A group of German hospitals have become the latest victims of a ransomware attack—a state of affairs that has knocked them offline and reduced doctors to swapping handwritten notes instead of emails.
The first victim was Lukas Hospital in Germany's western city of Neuss—staffers began to be plagued by pop-up windows, and then noticed the systems getting slower and slower. Eventually, they proactively shut down their systems entirely, concerned about the safety of patient data.
"We then pulled the plug on everything," spokesperson Dr. Andreas Kremer told DW. "Computers, servers, even the email server, and we went offline."
It was soon clear that it was a ransomware attack, he added: “Our IT department quickly realized that we caught malware that encrypts data. So if the X-ray system wants to access system data, it failed to find it because it's been encrypted, so it displays an error message.”
Just two days after the Lukas Hospital was hacked, Klinikum Arnsberg Hospital in the German state of North Rhine-Westphalia fell victim. The vector was a social engineering ploy that sent a malicious attachment in an email.
Klinikum Arnsberg spokesperson Richard Bornkeßel said that staffers detected the virus on one of the 200 servers.
"Fortunately, it was only one server that was affected,” he said. “The virus had started to encrypt files,” so the IT department switched off the entire system to avoid further infection.
And, at least one other hospital in the same state also shut down its systems to avoid a potential hack.
In Klinikum Arnsberg’s case, it was able to restore its files from a backup fairly easily since it had only the one server to deal with. Lukas Hospital was not so lucky. Under the advice of the State Criminal Investigation Office (LKA), the hospital's security experts have developed a special software to cleanse the infected system and scan the more than 100 servers and some 900 devices connected to it—a task that will take the department until early summer to complete.
Pen and paper have for now supplanted email, and fax machines are being used to exchange patients' reports and X-rays. But there are other ramifications.
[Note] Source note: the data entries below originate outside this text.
Issue #504, opened 2026-06-03
Multi-schema: native enum blocks need @@schema (else P1012 with db.schemas + enum select)


borisno2:
## Context

Found during review of #502 (auth schema placement, part of PRD #480). #482 adds `db.schemas` (datasource multi-schema) and per-model `@@schema`. The generator assigns `@@schema` to **models** but **not to native enum blocks**. Prisma's multi-schema mode requires *every model AND every enum* to declare an `@@schema`, or it errors (`P1012`).

So a config that combines `db.schemas` with a `select({ db: { type: 'enum' } })` field generates an **invalid** Prisma schema. The auth adoption path (#482's target) uses no enums, so it's unaffected — but this gap should be closed before `db.schemas` is relied on as a general multi-schema primitive.

## What to build

In multi-schema mode (`db.schemas` set), emit `@@schema("...")` on generated native `enum` blocks too — defaulting to `public` (or the owning model's schema / a configurable value). Add a provider guard is optional but nice (multi-schema is Postgres-only).

## Acceptance criteria

- [ ] With `db.schemas` set, every generated `enum` block declares an `@@schema(...)` (default `public`).
- [ ] A config combining `db.schemas` with a `select({ db: { type: 'enum' } })` field generates a valid multi-schema Prisma schema (no `P1012`).
- [ ] Greenfield (no `db.schemas`) output unchanged — no `@@schema` on enums.
- [ ] Generator test covering a multi-schema config that includes an enum-backed select.
- [ ] Changeset added (see `pr-changeset` skill).

## Blocked by

- #482 (introduces the `db.schemas` multi-schema machinery)

PR #512, opened 2026-06-03
fix(cli): emit @@schema on native enum blocks in multi-schema mode

borisno2:
Implements #504

Part of #480

## Problem

In multi-schema mode (`db.schemas` set), Prisma requires every model **and** every enum to declare an `@@schema(...)`, or it errors with `P1012`. The generator only emitted `@@schema` on models, so a config combining `db.schemas` with a `select({ db: { type: 'enum' } })` field produced an invalid Prisma schema.

## Fix

`packages/cli/src/generator/prisma.ts` now emits `@@schema(...)` on each generated native `enum` block when multi-schema mode is active. Each enum inherits the schema of its owning model (the list's `db.schema`), defaulting to `"public"`. Greenfield output (no `db.schemas`) is unchanged — no `@@schema` is emitted on enums.

## Tests

Added to `packages/cli/src/generator/prisma.test.ts`:
- A `db.schemas` + enum-backed `select` config emits a valid multi-schema schema where the enum block carries `@@schema("public")`.
- An enum inherits its owning model's `db.schema` (an `auth`-schema model's enum lands in `auth`).
- Greenfield (no `db.schemas`) emits no `@@schema` on enums.

## Verification

- `pnpm build` — pass
- `packages/cli` tests — 274 pass
- `packages/core` tests — 569 pass
- `pnpm lint` — 0 errors
- `pnpm manypkg check` — pass
- `pnpm format:check` — pass
- `pnpm turbo run test` (incl. example builds) — 32/32 pass

Changeset: `.changeset/quiet-enums-settle.md` (patch, `@opensaas/stack-cli`).

---

### DIFF
--- a/.changeset/quiet-enums-settle.md
+++ b/.changeset/quiet-enums-settle.md
@@ -1,0 +1,5 @@
+---
+'@opensaas/stack-cli': patch
+---
+
+Fix multi-schema mode (db.schemas): emit @@schema on generated native enum blocks so an enum-backed select() no longer produces an invalid schema (P1012). Enums inherit their owning model's schema, defaulting to public; greenfield output is unchanged.
--- a/packages/cli/src/generator/prisma.test.ts
+++ b/packages/cli/src/generator/prisma.test.ts
@@ -2062,6 +2062,107 @@ describe('Prisma Schema Generator', () => {
       expect(schema).toContain('enum PostStatus {')
     })
 
+    it('should declare @@schema on generated enum blocks in multi-schema mode (P1012 fix)', () => {
+      // Multi-schema mode (db.schemas) requires every model AND every enum to
+      // declare an @@schema, or Prisma rejects the schema with P1012. Before this
+      // fix only models carried @@schema, so a db.schemas + enum-select config
+      // produced an invalid schema.
+      const config: OpenSaasConfig = {
+        db: {
+          provider: 'postgresql',
+          schemas: ['public', 'auth'],
+        },
+        lists: {
+          Post: {
+            fields: {
+              title: text(),
+              status: select({
+                options: [
+                  { label: 'Draft', value: 'draft' },
+                  { label: 'Published', value: 'published' },
+                ],
+                db: { type: 'enum' },
+              }),
+            },
+          },
+        },
+      }
+
+      const schema = generatePrismaSchema(config)
+
+      // Datasource is multi-schema
+      expect(schema).toContain('previewFeatures = ["multiSchema"]')
+      expect(schema).toContain('schemas  = ["public", "auth"]')
+
+      // The enum block exists and carries @@schema (default public — the list
+      // declares no schema of its own). This is the fix: previously the enum had
+      // no @@schema, which Prisma rejects with P1012 in multi-schema mode.
+      const enumBlock = schema.slice(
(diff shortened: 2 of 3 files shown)


borisno2 (commented):
## Review — PR #512 (fix: emit `@@schema` on native enum blocks in multi-schema mode)

**Verdict: APPROVE** (posted as a Comment review since the PR is authored by an automation identity; treat this as an explicit approval.)

Reviewed strictly from the diff plus the surrounding `prisma.ts` generator and the `select()`/enum-naming logic in `packages/core/src/fields/index.ts`. The change correctly closes the #504 gap and all acceptance criteria are satisfied.

### What it does (correctly)
- `enumDefinitions` is widened from `Map<string, string[]>` to `Map<string, { values: string[]; schema: string }>`, recording each enum's owning schema (`listConfig.db?.schema ?? 'public'`) at collection time.
- The enum-emit loop appends `@@schema("<schema>")` only when `multiSchema` is true. `multiSchema` is the same flag already used for the datasource `schemas = [...]` array and per-model `@@schema`, so the gating is consistent with the existing multi-schema machinery.
- Greenfield path is genuinely untouched: the `@@schema` line is inside `if (multiSchema)`, and the greenfield test asserts `schema).not.toContain('@@schema')` over the whole output.

### Acceptance criteria — all met
- Every enum block declares `@@schema(...)` in multi-schema mode, defaulting to `"public"`. ✓
- `db.schemas` + `select({ db: { type: 'enum' } })` now produces a valid multi-schema schema (test asserts datasource multi-schema markers AND `@@schema("public")` scoped to the `PostStatus` block). ✓
- Enum-to-owning-model mapping is correct: the `AuthUser`/`db: { schema: 'auth' }` test confirms `AuthUserRole` lands in `auth`, not `public`. ✓
- Greenfield output unchanged. ✓
- Generator tests added; changeset (`@opensaas/stack-cli`, patch) present and accurate. ✓

### Code quality
- No `any`, no type casts, no field-type `switch`. Enum detection stays delegated to the field's `getPrismaType()`/`result.enumValues` (consistent with the self-contained-field principle). The new `EnumDefinition` type is properly structured. ✓
- Comments are accurate and explain the P1012 rationale.

### Observations (non-blocking)
1. **Shared enums via explicit `db.enumName` across schemas.** `enumDefinitions` keys on `result.type` (the enum name). The derived name (`listName + field`) is always unique per list, so the common case is safe. But if two lists in *different* schemas declare `select` fields with the same explicit `db.enumName`, the map's last-write-wins means the enum's schema (and values) is taken from whichever list is iterated last. This is an inherent limitation — Prisma can't place one enum in two schemas — and is pre-existing for the values collision, not introduced here. Worth a follow-up validation error if shared-enum-name usage is expected; not required for this fix.
2. **Out of scope, but adjacent:** a model in multi-schema mode that declares *no* `db.schema` emits no `@@schema` (the model loop only emits when `listConfig.db?.schema` is set), which would itself trigger P1012. This PR makes enums *more* robust than models by defaulting to `public`. Aligning the model default to `public` would be a sensible companion change, but it's outside #504's scope.

No required changes. Good, tightly-scoped fix with proportionate test coverage.

🤖 Reviewed via /review

---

"High-risk surgeries were pushed to later dates due to safety reasons, but 80-85% of all operations took place as planned," Kremer said.
Ransom demands for large organizations can reach into the tens of thousands of dollars, making this a key issue for businesses. It’s also not enough to be prepared for the existing set of threats.
“Malware authors regularly change their tactics to try and stay one step ahead of their target victims,” said Carl Leonard, principal security analyst at Forcepoint, in an email. “New strains of encrypting ransomware are now showing up every week, so businesses have to remain vigilant and ensure they supplement strong security defenses with security best practices. It is vital to back up and archive critical data, only open email attachments from trusted or verified senders and disable Microsoft Office macros by default, only to be enabled when absolutely necessary.”